There is a house hacking technique that I’ve heard about, but have not done myself. By purchasing a house and renting out some of the rooms, you can have your roommates (if single family home) or tenants (multi-family home) pay all or most of your mortgage while you build some equity. That’s not for everyone, but the prospect of income from the home is good for getting a loan. After living in the house for at least a year, you can buy another one and do the same thing, while renting out your former unit/room.

If you have friends at work who own their homes, ask them about how difficult it was to qualify, what banks or credit unions they used, where they live, how the neighborhoods are.

Depends on the loan. Subsidized fed loans don’t accrue interest while still in school. Unsubsidized fed loans do.

Yeah, I am at a university, and the pay (especially at the lower levels) just seems so much more terrible than it used to. And this is while entry level positions are asking for more qualifications.

I was just wondering if any people in any other industries/locations were not seeing ANY of this labor shortage.

Finding a job in my field and location is still an absolute nightmare.

It’s only a free roll if you have the savings to pay it off in case the bill actually comes due. Otherwise, it’s just a huge gamble. So saving a lot for kids’ education is not really (caveat below) at odds with this strategy.

The only potential area of conflict is if you do your saving in college within a 529. I don’t think you can pay off loans with a 529 (and if the loans get forgiven you can’t get the money out without penalty). So, if you save for your kids with the idea of paying off their loans in the event that they aren’t forgiven in some way, then you can’t take advantage of a 529 (and the associated tax benefits).

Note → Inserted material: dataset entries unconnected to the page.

PR #2810, opened 2024-08-09
Minor cleanup after adding InterruptedFormState model

avazirna:
## Summary
This is to remove some unused methods and outdated comments. In addition to that, a small change to when the stored form index is cleared, this is now at the top of the [handledFormLoadCompletion(...)](https://github.com/dimagi/commcare-android/blob/755913bfaf583c2960c36bf5d5de1d457c2d7c71/app/src/org/commcare/activities/FormEntryActivity.java#L1124) method for visibility.

## Safety Assurance

### DIFF
--- a/app/src/org/commcare/activities/FormEntryActivity.java
+++ b/app/src/org/commcare/activities/FormEntryActivity.java
@@ -1107,6 +1107,8 @@ public class FormEntryActivity extends SaveSessionCommCareActivity<FormEntryActi
     }
 
     private void handleFormLoadCompletion(AndroidFormController fc) {
+        HiddenPreferences.clearInterruptedFormState();
+
         if (PollSensorAction.XPATH_ERROR_ACTION.equals(locationRecieverErrorAction)) {
             handleXpathErrorBroadcast();
         }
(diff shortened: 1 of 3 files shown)


app/src/org/commcare/activities/FormEntryActivity.java
```diff
@@ -1109,19 +1106,9 @@ private FormIndex retrieveAndValidateFormIndex(int sessionDescriptorId) {
...
-                return SerializationUtil.deserialize(decodedFormIndex, FormIndex.class);
-            } catch(Exception e) {
-                Logger.exception("Deserialization of last form index failed ", e);
-            }
-        }
-        return null;
-    }
-
     private void handleFormLoadCompletion(AndroidFormController fc) {
+        HiddenPreferences.clearInterruptedFormState();
```
shubham1g5, line 1110: is there any bheavior change caused by the change in position for this call ?

shubham1g5 (approved):

app/src/org/commcare/activities/FormEntryActivity.java
avazirna: Not necessarily, more for visibility. Initially though, I thought that this call could be prevented by [this return](https://github.com/dimagi/commcare-android/blob/f87f6e4863c6f868cfdf4adda7b25cc34285cfc7/app/src/org/commcare/activities/FormEntryActivity.java#L1146), which is triggered when saved forms are loaded, but because we restore the session immediately after the login, it seems unlikely.

avazirna:

PR #2814, opened 2024-08-14
Fixes Crash on App Resume after Session Expiration + Logs

shubham1g5:
## Summary

- Handles SessionExpiration in the home button view setup, this escapes the default session expiration and causes the app to crash when resuming after a session expiration event.  Other buttons already have this safety implemented and sync was the only one remaining. 

- Adds some helpful logs around session expiration

## Safety Assurance


avazirna (approved):
@shubham1g5 this looks good to me. But it seems that we might need to send this to QA, what do you think?

shubham1g5:
I don't see a need to QA this as it just adds a try-catch block. Are there specific concerns you are thinking of ?

avazirna:
> I don't see a need to QA this as it just adds a try-catch block. Are there specific concerns you are thinking of ?

No concern in particular, I'm happy to follow your lead on this.

PR #2820, opened 2024-08-19
Copy connect v7 global database upgrades

avazirna:
## Summary
This PR is to copy Global DB changes that were done as part of the CCC work. The goal with bringing these changes is to ensure a healthy update from that version to production. Changes included here are:
- Added is_local column to ConnectKeyRecord table in global DB

## Safety Assurance

### Safety story
These changes have already been released in the beta stream, the risk is in the update itself and there are plans to test that update before releasing this to production users.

So, doing the surf strategy would necessitate saving in some sort of taxable account (which isn’t really that bad).

I’m pretty sure you can pay off at least some amount of student loans with 529 funds. To the best of my knowledge, it’s a cap of $10,000 per child.

Also, the penalties on withdrawing from 529 plans aren’t terribly severe - it’s a 10% penalty on the earnings portion of the non-qualifying withdrawals.

So it’s possible that I end up in a world where I have too much saved in my 529 accounts. But to me, that’s a risk I’m generally happy to take, because it means that my kids have incurred far less in educational costs than I expected, and I’ve not only got the leftover 529 money but also the money I’m earmarking for college in taxable investment accounts.